> Exercise instructions: Considering the entries that follow, report how many lines include the string "SetParLimits", giving the number alone.

Collected data
+ + + +

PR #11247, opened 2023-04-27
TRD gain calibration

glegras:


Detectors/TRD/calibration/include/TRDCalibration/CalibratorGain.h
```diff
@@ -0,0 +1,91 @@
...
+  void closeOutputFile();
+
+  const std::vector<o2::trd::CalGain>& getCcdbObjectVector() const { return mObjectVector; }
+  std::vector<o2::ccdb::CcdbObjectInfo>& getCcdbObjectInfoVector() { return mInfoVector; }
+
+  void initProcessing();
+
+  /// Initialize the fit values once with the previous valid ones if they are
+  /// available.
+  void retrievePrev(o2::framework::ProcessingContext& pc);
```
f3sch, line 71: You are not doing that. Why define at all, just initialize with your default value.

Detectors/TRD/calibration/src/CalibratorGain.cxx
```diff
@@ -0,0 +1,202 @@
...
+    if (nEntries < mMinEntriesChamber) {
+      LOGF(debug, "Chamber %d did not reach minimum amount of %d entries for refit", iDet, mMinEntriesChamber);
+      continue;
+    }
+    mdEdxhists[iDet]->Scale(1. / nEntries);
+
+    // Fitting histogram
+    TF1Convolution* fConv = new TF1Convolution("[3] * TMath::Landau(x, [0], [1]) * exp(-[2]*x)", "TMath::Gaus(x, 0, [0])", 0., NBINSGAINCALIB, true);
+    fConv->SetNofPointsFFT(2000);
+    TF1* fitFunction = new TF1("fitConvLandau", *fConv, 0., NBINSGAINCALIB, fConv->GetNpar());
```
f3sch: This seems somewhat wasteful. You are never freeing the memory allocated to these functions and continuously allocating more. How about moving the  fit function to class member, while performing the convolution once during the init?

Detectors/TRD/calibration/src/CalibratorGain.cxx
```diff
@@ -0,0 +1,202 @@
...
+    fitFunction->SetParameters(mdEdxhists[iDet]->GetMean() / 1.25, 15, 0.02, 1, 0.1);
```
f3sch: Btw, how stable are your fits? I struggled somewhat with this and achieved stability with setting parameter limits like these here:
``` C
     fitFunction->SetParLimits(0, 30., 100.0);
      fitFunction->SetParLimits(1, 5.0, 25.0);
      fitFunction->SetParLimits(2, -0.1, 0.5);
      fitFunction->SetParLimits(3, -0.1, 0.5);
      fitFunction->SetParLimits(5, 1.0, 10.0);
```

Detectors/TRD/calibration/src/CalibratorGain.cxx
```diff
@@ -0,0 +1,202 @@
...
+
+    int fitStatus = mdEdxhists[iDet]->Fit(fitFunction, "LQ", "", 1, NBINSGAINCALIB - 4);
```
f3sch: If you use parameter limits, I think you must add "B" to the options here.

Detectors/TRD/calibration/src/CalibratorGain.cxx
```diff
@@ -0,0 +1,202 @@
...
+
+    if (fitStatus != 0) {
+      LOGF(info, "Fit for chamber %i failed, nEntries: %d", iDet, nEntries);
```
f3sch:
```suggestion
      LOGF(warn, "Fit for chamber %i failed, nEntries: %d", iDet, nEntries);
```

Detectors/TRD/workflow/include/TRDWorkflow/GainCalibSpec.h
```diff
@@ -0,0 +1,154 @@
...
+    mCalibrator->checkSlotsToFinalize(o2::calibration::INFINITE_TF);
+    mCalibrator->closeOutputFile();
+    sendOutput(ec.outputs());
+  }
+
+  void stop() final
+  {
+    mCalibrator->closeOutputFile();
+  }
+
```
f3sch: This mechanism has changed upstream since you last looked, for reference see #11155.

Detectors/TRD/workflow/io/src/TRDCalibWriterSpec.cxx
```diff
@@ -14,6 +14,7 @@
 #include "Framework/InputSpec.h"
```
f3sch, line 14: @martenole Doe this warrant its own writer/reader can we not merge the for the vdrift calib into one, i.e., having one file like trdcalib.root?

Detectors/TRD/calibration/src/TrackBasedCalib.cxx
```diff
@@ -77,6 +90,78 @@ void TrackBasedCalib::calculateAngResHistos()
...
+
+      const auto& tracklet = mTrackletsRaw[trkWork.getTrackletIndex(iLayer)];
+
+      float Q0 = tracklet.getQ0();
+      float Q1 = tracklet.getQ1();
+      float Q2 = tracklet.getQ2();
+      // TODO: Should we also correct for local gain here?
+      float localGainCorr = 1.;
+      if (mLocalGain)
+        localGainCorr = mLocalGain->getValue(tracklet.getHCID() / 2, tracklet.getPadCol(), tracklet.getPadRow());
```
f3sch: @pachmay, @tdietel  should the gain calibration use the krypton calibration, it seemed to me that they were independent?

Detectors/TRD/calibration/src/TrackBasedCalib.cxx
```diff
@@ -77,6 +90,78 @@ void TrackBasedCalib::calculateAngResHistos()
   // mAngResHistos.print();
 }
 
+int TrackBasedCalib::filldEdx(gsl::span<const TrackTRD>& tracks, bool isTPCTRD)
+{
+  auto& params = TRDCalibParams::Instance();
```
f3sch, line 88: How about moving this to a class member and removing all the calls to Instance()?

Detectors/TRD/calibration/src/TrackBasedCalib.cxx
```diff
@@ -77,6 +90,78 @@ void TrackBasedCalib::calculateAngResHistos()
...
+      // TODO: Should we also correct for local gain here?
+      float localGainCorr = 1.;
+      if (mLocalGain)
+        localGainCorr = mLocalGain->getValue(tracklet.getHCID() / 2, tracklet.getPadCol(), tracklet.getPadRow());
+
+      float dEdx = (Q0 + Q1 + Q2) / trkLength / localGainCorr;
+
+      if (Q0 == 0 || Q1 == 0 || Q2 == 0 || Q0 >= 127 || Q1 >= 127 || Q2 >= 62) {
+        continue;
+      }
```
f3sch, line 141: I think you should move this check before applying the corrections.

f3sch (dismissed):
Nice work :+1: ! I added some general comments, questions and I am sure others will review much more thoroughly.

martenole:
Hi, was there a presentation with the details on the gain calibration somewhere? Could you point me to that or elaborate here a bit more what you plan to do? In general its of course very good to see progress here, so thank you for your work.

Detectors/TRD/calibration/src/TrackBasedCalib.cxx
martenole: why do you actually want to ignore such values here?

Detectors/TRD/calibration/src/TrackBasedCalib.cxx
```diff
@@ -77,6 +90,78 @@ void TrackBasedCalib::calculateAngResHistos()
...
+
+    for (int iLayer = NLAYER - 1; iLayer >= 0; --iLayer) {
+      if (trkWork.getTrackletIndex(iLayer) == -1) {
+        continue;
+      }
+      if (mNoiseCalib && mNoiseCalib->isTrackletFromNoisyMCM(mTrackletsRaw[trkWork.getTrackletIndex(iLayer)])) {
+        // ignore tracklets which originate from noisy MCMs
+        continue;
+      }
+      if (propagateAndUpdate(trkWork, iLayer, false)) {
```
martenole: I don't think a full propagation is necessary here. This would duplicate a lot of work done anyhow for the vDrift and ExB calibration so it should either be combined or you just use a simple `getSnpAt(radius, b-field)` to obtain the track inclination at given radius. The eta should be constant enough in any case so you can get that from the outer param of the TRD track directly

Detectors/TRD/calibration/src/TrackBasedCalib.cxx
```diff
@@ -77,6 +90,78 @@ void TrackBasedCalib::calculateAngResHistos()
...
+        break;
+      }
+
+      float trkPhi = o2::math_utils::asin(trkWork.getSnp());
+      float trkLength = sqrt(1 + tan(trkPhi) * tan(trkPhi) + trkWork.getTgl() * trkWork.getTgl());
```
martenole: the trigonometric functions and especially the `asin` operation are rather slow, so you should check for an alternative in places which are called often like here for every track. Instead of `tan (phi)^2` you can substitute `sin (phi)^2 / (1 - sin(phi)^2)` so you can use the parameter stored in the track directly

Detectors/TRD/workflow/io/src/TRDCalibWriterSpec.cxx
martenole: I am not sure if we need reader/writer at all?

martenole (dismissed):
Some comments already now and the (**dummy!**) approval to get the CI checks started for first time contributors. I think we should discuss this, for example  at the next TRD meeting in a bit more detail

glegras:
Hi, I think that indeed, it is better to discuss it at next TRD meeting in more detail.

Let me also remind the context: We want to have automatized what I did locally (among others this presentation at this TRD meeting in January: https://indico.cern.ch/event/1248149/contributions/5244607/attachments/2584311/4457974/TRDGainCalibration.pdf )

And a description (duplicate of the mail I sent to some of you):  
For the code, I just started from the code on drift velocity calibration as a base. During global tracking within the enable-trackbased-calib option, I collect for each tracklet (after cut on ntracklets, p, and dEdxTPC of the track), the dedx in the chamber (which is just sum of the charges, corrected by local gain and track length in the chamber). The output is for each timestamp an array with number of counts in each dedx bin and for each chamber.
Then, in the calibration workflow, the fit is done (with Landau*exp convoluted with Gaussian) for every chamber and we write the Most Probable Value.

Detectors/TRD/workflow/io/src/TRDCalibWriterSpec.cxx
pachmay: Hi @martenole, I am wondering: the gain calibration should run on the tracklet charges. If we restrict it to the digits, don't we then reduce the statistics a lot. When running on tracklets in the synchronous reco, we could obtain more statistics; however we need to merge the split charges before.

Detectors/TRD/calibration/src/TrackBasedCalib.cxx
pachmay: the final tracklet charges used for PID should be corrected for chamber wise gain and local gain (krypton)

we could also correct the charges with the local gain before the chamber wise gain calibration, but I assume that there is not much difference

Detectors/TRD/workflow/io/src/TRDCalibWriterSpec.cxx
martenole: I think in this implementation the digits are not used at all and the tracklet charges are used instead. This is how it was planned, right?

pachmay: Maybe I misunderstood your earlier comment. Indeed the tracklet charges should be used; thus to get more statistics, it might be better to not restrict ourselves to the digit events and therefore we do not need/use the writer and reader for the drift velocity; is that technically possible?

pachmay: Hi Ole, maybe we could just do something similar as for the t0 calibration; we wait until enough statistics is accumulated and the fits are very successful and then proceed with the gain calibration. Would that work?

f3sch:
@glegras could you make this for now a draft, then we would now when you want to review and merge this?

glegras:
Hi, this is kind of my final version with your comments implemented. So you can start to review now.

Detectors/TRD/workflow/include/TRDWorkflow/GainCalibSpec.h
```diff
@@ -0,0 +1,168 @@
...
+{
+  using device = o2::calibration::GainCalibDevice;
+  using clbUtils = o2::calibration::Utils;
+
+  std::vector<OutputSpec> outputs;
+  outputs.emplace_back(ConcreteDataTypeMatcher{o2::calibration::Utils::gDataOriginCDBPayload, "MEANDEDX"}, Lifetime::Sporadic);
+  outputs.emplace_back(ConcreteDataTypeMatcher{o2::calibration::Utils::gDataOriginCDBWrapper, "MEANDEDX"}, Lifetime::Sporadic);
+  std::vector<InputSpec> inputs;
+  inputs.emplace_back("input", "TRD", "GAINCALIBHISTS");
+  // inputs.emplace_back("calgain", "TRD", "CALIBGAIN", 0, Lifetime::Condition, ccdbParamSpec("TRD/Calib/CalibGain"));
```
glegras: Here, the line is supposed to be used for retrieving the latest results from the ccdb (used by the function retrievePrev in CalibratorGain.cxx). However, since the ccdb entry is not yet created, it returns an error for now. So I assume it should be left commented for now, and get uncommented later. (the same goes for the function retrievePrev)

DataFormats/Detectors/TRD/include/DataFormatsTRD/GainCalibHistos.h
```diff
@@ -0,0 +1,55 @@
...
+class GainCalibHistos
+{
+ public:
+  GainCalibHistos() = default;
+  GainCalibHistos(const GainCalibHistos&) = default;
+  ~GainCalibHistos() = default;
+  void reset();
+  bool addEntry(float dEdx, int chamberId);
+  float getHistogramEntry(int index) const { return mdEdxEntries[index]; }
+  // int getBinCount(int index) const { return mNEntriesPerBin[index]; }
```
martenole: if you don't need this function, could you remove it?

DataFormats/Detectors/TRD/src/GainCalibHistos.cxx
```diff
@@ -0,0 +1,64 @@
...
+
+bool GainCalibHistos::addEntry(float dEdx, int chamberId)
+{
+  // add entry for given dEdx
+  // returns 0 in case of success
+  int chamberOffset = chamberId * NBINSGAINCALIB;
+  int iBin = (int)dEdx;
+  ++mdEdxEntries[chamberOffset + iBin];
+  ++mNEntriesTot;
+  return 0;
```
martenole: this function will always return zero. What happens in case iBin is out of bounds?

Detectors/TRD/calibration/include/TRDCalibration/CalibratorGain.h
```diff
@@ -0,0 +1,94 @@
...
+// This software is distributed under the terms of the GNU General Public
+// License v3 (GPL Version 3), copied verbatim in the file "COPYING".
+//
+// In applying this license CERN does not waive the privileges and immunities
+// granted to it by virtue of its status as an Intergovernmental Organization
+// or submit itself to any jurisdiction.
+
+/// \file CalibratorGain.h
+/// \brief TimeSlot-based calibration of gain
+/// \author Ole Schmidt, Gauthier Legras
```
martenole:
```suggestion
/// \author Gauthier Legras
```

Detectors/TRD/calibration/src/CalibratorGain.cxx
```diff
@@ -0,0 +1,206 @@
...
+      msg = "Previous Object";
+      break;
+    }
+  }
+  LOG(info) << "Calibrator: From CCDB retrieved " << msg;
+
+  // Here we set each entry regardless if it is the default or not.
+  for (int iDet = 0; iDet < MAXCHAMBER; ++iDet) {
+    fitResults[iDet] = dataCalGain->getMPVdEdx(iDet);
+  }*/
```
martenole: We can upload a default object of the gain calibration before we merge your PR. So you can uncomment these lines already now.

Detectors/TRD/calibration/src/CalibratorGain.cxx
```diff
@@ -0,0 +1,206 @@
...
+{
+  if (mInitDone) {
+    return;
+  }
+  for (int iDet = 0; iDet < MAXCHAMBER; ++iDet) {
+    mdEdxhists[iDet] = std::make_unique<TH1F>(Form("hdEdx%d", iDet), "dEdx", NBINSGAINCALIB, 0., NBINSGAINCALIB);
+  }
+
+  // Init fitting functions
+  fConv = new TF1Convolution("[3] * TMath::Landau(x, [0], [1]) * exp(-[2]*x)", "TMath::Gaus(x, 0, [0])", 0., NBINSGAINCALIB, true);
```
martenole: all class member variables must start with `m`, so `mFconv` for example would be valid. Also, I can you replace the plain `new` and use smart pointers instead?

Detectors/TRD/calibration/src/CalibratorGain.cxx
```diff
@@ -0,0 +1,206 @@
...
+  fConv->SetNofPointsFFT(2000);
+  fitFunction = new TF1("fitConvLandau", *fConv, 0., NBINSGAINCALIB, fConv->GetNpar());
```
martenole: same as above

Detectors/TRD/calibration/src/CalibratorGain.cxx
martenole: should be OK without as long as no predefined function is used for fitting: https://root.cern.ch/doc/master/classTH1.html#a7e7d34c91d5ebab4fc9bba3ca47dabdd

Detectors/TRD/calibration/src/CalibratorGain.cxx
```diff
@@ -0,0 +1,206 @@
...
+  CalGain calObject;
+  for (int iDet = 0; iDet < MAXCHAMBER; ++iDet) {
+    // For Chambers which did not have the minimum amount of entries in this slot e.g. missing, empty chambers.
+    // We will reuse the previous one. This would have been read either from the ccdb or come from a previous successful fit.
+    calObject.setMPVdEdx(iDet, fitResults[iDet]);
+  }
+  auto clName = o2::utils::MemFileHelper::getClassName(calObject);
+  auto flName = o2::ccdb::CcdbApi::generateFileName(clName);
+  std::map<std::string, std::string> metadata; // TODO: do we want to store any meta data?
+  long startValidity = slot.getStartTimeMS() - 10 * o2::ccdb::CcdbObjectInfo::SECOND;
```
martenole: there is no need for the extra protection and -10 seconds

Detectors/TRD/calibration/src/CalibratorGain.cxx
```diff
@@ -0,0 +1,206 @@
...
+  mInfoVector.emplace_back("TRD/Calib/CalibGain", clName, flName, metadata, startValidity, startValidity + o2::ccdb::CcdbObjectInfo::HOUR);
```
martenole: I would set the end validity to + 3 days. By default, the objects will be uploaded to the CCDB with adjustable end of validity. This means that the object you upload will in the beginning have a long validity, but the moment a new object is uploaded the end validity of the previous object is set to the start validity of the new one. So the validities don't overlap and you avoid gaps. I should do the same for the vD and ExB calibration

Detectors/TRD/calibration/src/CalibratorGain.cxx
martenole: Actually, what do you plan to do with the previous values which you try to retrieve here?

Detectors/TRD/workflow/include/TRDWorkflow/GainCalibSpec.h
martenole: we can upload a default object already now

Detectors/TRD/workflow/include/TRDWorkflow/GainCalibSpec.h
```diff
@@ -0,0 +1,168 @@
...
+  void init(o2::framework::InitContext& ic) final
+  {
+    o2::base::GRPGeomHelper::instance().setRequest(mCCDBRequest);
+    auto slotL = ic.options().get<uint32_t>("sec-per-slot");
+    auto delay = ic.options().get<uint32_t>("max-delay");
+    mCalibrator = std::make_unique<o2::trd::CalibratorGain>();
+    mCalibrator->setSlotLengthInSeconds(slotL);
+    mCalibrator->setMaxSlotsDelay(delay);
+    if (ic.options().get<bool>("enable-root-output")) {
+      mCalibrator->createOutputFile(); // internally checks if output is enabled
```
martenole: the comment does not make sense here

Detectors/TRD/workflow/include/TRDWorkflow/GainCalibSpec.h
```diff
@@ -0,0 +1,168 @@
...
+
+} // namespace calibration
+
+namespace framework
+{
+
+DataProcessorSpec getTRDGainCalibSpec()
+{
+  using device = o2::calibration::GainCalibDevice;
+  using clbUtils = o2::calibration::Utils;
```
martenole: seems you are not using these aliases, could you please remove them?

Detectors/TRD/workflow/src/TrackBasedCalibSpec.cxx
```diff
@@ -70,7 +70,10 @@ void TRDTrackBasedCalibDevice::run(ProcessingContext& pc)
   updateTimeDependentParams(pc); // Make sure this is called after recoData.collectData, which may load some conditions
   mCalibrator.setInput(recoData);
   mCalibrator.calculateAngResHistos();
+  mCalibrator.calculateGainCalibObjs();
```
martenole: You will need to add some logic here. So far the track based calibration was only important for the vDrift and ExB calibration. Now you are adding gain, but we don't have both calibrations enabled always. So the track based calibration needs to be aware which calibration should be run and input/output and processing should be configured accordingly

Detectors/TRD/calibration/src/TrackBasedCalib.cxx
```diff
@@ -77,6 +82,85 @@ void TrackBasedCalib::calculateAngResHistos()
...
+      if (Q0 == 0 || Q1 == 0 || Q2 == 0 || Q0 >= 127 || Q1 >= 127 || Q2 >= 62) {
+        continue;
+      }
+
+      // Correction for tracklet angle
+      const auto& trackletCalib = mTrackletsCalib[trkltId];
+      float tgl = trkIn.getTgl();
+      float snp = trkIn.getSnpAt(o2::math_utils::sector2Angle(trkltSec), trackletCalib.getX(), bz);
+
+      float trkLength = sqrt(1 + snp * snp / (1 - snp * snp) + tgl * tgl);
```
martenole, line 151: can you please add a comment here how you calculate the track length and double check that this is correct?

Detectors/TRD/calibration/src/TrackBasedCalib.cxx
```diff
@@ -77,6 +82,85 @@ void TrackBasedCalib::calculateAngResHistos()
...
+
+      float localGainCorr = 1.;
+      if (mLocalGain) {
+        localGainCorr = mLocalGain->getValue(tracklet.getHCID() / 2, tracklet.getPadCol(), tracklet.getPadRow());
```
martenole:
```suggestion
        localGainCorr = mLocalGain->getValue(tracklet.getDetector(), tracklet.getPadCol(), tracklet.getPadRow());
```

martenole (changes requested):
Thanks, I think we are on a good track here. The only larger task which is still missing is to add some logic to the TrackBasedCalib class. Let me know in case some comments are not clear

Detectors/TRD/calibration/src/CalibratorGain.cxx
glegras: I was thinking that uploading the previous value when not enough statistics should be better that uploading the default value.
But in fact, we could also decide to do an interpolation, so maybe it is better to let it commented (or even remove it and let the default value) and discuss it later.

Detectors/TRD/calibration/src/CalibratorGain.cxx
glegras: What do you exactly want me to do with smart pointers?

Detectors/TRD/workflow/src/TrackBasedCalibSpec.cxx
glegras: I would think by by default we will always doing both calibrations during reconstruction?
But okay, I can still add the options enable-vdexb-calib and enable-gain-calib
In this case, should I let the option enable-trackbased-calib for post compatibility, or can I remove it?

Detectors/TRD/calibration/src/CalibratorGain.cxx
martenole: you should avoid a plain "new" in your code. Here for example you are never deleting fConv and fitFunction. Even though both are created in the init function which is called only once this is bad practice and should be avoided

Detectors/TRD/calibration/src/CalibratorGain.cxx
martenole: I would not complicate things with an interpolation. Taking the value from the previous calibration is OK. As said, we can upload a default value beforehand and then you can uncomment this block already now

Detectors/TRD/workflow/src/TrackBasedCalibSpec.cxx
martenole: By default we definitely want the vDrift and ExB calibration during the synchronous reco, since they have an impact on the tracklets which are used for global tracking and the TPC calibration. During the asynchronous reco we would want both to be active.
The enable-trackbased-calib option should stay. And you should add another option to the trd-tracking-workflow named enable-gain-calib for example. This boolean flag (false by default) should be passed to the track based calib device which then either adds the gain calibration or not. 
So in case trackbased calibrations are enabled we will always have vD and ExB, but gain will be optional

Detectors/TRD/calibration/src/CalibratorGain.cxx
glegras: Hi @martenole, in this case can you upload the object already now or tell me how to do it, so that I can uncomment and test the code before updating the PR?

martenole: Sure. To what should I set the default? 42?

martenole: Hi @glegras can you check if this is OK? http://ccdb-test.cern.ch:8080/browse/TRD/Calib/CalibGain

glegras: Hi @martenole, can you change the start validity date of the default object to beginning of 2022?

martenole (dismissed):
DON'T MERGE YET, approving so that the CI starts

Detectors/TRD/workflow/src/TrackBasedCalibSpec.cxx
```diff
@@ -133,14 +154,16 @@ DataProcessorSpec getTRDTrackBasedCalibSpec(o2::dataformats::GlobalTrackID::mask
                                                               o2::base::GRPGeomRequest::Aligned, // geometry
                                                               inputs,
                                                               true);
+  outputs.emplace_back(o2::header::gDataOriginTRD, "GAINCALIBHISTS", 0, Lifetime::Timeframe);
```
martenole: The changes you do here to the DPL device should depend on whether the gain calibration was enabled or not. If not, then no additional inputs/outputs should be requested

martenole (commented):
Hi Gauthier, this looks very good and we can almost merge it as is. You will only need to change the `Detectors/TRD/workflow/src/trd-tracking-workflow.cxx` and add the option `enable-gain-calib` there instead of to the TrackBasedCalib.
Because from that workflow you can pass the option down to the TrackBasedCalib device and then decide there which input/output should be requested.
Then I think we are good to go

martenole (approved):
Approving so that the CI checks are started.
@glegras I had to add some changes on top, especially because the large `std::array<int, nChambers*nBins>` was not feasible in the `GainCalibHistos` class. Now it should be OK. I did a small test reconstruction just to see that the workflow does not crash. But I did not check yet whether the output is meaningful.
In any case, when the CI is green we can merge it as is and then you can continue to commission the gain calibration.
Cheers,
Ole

+ + + +

> Written answer: 5